In 2005, I read an incredible nonfiction book that touched me on many levels. It spoke to me personally, as I knew my ancestors had been affected by the subject matter, and as a public servant, I found the public policy aspects very interesting. Additionally, as someone who really enjoys history, it illuminated the past in a profound way. This book has always been one of the 10 titles that I recommend to people. However, as the COVID-19 pandemic affects every one of us, and as people lament, “I don’t think we’ve ever seen anything like this,” I am quick to recommend this book.

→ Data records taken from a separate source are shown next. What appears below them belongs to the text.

PR #304, opened 2026-05-22
fix(cloudflare): add missing binding types to workers edge preview api

john-royal:
The edge preview create route was missing a few binding types. This is blocking `cloudflare-runtime` from supporting them as remote bindings.

I used the `WorkerMetadataBinding` type from workers-sdk as a reference ([link](https://github.com/cloudflare/workers-sdk/blob/07336888e0bc82925e4023f5b72a0062f10d77b8/packages/workers-utils/src/types.ts#L56)), which is what Wrangler does.

### DIFF
--- a/packages/cloudflare/specs/cloudflare/workers.openapi.yml
+++ b/packages/cloudflare/specs/cloudflare/workers.openapi.yml
@@ -8700,6 +8700,8 @@ paths:
                                 type: string
                               id:
                                 type: string
+                              internalEnv:
+                                type: string
                               raw:
                                 type: boolean
                             required:
@@ -8737,6 +8739,8 @@ paths:
                               environment:
                                 type: string
                               entrypoint:
+                                type: string
+                              cross_account_grant:
                                 type: string
                             required:
                               - type
@@ -8792,6 +8796,8 @@ paths:
                               name:
                                 type: string
                               index_name:
+                                type: string
+                              internalEnv:
                                 type: string
                               raw:
                                 type: boolean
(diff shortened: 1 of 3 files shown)


packages/cloudflare/specs/cloudflare/workers.openapi.yml
```diff
@@ -9113,6 +9119,76 @@ paths:
...
+                                enum:
+                                  - unsafe_hello_world
+                              name:
+                                type: string
+                              enable_timer:
+                                type: boolean
+                            required:
+                              - type
+                              - name
+                          - type: object
```
sam-goodwin, line 9149: This looks like it's modifying the generated openapi spec directly instead of a patch?

john-royal: Not quite.

I updated the patch file at `packages/cloudflare/specs/cloudflare-patch/edge-preview.openapi.yml`. Everything else is generated, including the updated spec.

sam-goodwin: Seems like there are more changes than expected?

john-royal: Did you think this was the durable object change? This is separate.

This is adding missing binding types to the edge preview API, so we can support them as remote bindings in cloudflare-runtime. There were a few.

I just compared the patch and spec side by side and it doesn't look like anything was added beyond what's in the patch.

The Great Influenza: The Epic Story of the Deadliest Plague in History by John M. Barry is an extraordinary book that chronicles what was known as the “Spanish Flu” pandemic that circled the globe from 1918 through 1920. One of the most interesting points I discovered in the book was how research medicine was really in its infancy at this point.
Even more surprising to me was that the “germ theory” of how disease is spread was not completely understood and had only very recently been considered “settled science.” As hard as it is for us to believe today, this likely meant that many people still didn’t understand why public gatherings were dangerous during a pandemic. This wasn’t all that long ago in the grand scheme of things. In fact, all four of my grandparents were alive during the pandemic.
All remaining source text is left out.